If the T.Rice is your only experience with a "stiff" boot... you may not like STIFF boots. The T.Rice is not that stiff, most of the DC's aren't. Shuksan was probably their stiffest. People just assume since it is his pro model that it's stiff. The T.Rice is in the same realm as a Photon, TM2, Maysis, Lasso, Dialogue. All these mentioned will be noticeably stiffer than the T.Rice.


----------



## HasanPoland (2 mo ago)

Ride Insano! 💥

I trained alpine snowboard after 10 years and now I want stiff boots on a soft board. I tested different models and Insano is the stiffest. I’d ride Insano with bindings like Union Falcor and Atlas FC


----------



## Board Doctor (Feb 1, 2018)

I got the Insano last year, but it wasn’t a good fit.
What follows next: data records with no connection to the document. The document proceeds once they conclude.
PR #4402, opened 2026-01-15
MSC4402: Consistent redirects for .well-known-files

derhagen:
[Rendered](https://github.com/derhagen/matrix-spec-proposals/blob/main/proposals/4402-consistent-redirects-for-well-known-files.md)

This MSC fixes https://github.com/matrix-org/matrix-spec/issues/445

----

SCT Stuff

[MSC checklist](https://github.com/matrix-org/matrix-spec-proposals/pull/4402#issuecomment-4114176145)

[FCP tickyboxes](https://github.com/matrix-org/matrix-spec-proposals/pull/4402#issuecomment-4114176916)

PR #4485, opened 2026-06-02
MSC4485: Homeserver feature controls

JadedBlueEyes:
[Rendered](https://github.com/JadedBlueEyes/matrix-spec-proposals/blob/jade/featured/proposals/4485-featured-endpoint.md)

### DIFF
--- a/proposals/4485-featured-endpoint.md
+++ b/proposals/4485-featured-endpoint.md
@@ -1,70 +1,114 @@
 # MSC4485: Homeserver feature controls
 
-Currently 'featured homeserver lists' are gaining more attention as community members think about user onboarding. These would direct new users to homeservers curated to provide a good experience. However, many homeservers don't have the ability to accommodate any rate of growth, or a global audience. This proposal provides a way to give server admins more responsive control over their visibility on such lists.
+Currently 'featured homeserver lists' are gaining more attention as community
+members think about user onboarding. These would direct new users to homeservers
+curated to provide a good experience. However, many homeservers don't have
+the ability to accommodate any rate of growth, or a global audience. This
+proposal provides a way to give server admins more responsive control over their
+visibility on such lists.
 
 ## Proposal
 
-
-This proposal adds a new well-known endpoint, `.well-known/matrix/featured`. This endpoint responds with the following fields:
+This proposal adds a new well-known endpoint, `.well-known/matrix/featured`.
+This endpoint responds with the following fields:
 
 ```jsonc
 {
-    "display": 0.5, // A number from 0 to 1 defining the probability that this homeserver should be shown in a list, with 0 being never and 1 being always. 
+    "display": 0.5, // A number from 0 to 1 defining the probability that this homeserver should be shown in a list, with 0 being never and 1 being always.
     "languages": { // optional
-        "allow": ["en", "en-US", "fr-FR"], // Optional. Language codes that the server should be featured in. If present, should not be shown for other languages. 
+        "allow": ["en", "en-US", "fr-FR"], // Optional. Language codes that the server should be featured in. If present, should not be shown for other languages.
         "deny": ["es"], // Optional. Language codes that the server should *not* be featured in.
     },
     "geos": { // optional
-        "allow": ["GB"], // Optional. Country codes that the server should be featured in. If present, should not be shown for other countries. 
+        "allow": ["GB"], // Optional. Country codes that the server should be featured in. If present, should not be shown for other countries.
         "deny": ["CN"], // Optional. Country codes that the server should *not* be featured in.
-    }
+    },
 }
 ```
 
-Where language codes are specified, BCP 47 tags MUST be used. Where country codes are specified, ISO 3166-1 alpha-2 codes MUST be used.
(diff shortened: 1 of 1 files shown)


proposals/4485-featured-endpoint.md
```diff
@@ -0,0 +1,71 @@
+# MSC4485: Homeserver feature controls
+
+Currently 'featured homeserver lists' are gaining more attention as community members think about user onboarding. These would direct new users to homeservers curated to provide a good experience. However, many homeservers don't have the ability to accommodate any rate of growth, or a global audience. This proposal provides a way to give server admins more responsive control over their visibility on such lists.
```
turt2live: Please aim to wrap lines at around 100 characters. It doesn't need to be precise - just enough to ensure that if someone leaves a comment and the diff changes, the comment has a good chance of remaining visible in the github UI.

turt2live (commented):
Early editorial review as part of determining labels - the actual content hasn't been reviewed in reasonable detail.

I just got new insoles for them and had them heat molded, so I’ll give them another go… but I did just get some K2 Thraxis as well.


----------



## ShawnK (2 mo ago)

SushiLover said:


> Burton Ion
> 
> 
> 
> ...


I had boots from this company - not bad quality.


----------



## Board Doctor (Feb 1, 2018)

I tried the Thraxis today, and while they’re certainly stiffer than the DC’s, they’re not as stiff as the Insano. I love the tongue in the Insano… it doesn’t really flex, it simply articulates. The Insano has a smaller footprint though, without as much foam for comfort or warmth. A boot fitter put me in size 8 Insano, and it’s tight. certainly not a wide boot.

The Thraxis are a better fit for me and WAY more comfortable. I ordered size 8.5 which feels great now, so hopefully they don’t pack out too much. A size 8 might’ve been better, but impossible to find and try on.

I wonder if I could get a larger Insano and put a thicker aftermarket liner in it?


----------